Reproduce all lines of the listing below in which the word "master" occurs.

__INFORMATION SUPPLIED__
----------------------------------------
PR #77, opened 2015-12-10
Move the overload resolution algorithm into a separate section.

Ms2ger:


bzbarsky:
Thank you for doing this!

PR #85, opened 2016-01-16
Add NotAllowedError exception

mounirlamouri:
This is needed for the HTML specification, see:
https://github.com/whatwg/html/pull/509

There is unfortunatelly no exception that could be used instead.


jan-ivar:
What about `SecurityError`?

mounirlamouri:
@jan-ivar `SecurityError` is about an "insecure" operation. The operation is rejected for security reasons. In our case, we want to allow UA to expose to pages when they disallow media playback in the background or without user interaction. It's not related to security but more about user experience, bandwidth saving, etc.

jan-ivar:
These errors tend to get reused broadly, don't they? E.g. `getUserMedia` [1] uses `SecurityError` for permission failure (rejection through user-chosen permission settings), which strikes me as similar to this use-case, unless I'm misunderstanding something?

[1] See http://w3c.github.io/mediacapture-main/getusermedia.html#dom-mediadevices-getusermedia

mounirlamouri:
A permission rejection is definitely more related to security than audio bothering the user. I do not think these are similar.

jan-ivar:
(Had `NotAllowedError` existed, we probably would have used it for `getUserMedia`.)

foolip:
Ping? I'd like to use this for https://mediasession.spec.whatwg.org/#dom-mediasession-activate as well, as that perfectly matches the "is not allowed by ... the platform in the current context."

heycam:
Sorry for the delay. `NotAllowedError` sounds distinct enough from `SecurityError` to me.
----------------------------------------
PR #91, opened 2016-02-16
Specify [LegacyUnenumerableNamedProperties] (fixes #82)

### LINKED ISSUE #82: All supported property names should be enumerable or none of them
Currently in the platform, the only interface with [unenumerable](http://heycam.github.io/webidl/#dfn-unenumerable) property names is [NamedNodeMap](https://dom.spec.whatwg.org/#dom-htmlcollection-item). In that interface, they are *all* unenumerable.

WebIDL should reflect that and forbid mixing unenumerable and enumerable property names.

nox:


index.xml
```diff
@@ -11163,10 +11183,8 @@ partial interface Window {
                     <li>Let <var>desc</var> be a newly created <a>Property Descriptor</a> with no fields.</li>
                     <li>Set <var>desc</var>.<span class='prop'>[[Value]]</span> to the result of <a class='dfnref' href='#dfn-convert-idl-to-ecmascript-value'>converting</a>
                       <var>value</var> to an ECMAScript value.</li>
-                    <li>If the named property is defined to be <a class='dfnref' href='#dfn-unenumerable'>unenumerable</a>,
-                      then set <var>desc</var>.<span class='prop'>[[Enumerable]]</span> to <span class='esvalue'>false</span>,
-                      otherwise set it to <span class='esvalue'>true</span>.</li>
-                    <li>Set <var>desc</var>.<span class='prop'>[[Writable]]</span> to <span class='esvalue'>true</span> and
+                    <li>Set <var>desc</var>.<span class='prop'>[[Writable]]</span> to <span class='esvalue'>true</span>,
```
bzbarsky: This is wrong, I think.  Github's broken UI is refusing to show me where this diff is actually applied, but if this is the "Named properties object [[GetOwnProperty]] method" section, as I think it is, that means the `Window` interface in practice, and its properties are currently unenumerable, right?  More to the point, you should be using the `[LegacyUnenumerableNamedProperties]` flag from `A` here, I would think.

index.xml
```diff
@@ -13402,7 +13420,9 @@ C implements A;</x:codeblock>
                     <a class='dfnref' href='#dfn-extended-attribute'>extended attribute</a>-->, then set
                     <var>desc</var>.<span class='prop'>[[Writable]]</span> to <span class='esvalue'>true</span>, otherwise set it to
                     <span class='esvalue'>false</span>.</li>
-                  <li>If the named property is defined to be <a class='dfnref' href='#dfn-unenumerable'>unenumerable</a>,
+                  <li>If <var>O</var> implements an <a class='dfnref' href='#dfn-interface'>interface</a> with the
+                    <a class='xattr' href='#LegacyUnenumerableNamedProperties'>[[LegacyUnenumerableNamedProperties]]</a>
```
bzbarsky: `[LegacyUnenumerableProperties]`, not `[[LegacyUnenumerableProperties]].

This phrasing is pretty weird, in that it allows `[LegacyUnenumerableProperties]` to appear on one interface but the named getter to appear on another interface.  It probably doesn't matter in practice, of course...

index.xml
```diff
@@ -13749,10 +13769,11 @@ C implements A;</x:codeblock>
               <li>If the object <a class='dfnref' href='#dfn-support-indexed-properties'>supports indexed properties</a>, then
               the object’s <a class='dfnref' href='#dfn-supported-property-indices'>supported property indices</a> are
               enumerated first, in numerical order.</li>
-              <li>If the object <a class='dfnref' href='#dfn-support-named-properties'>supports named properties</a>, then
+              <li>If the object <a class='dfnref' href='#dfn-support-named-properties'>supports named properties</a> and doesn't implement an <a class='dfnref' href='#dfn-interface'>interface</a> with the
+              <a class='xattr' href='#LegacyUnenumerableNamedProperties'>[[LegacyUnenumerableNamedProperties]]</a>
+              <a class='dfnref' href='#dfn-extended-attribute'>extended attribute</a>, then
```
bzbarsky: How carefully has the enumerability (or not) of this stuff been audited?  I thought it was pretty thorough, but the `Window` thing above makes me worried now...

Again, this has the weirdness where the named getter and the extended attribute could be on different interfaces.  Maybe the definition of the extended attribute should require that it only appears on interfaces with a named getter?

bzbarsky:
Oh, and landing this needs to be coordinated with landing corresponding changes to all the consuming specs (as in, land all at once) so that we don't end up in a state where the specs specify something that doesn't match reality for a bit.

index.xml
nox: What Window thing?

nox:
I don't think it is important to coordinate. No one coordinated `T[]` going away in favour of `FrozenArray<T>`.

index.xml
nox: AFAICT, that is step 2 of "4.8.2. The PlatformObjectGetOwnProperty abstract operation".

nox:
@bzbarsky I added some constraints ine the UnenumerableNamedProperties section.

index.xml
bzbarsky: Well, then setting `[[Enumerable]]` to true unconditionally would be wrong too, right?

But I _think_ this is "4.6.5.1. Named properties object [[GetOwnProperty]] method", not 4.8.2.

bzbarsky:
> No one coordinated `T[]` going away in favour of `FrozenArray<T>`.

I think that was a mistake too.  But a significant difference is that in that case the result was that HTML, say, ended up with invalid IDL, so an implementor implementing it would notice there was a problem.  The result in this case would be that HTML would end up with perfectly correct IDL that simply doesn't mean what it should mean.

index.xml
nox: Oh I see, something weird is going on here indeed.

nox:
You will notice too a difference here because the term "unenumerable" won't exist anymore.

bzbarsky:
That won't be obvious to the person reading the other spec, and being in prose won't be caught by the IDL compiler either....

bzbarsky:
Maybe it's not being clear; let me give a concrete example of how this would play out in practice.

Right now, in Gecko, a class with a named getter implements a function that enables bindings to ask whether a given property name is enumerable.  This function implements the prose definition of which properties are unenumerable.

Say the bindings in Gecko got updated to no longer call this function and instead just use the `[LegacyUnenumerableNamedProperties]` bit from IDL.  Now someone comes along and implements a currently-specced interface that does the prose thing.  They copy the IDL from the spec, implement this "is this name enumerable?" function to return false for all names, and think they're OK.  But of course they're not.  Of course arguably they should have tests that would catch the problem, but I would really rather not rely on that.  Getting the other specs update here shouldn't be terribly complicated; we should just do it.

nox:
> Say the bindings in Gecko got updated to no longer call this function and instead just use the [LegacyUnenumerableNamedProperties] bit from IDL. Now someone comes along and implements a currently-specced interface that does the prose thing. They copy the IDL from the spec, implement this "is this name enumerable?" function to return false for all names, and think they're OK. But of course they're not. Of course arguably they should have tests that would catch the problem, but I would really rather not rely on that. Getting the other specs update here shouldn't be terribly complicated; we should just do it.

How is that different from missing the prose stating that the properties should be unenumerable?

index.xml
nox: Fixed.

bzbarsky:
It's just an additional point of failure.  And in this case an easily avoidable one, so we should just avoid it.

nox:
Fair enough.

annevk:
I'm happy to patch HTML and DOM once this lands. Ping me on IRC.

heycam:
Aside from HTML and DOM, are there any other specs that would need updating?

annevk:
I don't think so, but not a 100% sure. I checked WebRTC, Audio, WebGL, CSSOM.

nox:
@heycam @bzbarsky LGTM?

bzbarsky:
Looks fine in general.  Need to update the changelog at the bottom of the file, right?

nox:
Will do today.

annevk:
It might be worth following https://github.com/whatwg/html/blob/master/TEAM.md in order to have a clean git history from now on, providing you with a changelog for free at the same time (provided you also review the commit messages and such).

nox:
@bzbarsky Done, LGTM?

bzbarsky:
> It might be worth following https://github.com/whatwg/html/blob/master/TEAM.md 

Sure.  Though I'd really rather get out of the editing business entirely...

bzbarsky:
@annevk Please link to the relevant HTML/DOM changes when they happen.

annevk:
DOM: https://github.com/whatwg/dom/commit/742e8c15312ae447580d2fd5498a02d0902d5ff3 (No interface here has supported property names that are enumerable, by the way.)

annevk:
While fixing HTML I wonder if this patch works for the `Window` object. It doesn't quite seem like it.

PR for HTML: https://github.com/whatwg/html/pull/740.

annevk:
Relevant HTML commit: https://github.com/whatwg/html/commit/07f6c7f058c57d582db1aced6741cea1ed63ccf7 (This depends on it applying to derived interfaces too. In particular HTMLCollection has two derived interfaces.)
----------------------------------------
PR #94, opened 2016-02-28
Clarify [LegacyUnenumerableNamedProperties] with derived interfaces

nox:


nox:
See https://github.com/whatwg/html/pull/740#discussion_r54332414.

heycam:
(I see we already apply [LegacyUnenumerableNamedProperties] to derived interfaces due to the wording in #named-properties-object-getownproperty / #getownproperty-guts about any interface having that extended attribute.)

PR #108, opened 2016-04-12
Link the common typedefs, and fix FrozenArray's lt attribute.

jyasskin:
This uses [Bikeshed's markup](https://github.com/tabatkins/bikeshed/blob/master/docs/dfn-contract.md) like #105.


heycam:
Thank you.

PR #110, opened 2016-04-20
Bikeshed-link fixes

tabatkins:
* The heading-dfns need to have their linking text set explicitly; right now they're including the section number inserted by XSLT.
----------------------------------------
__EXERCISE RESPONSE__
It might be worth following https://github.com/whatwg/html/blob/master/TEAM.md in order to have a clean git history from now on, providing you with a changelog for free at the same time (provided you also review the commit messages and such).
> It might be worth following https://github.com/whatwg/html/blob/master/TEAM.md 
This uses [Bikeshed's markup](https://github.com/tabatkins/bikeshed/blob/master/docs/dfn-contract.md) like #105.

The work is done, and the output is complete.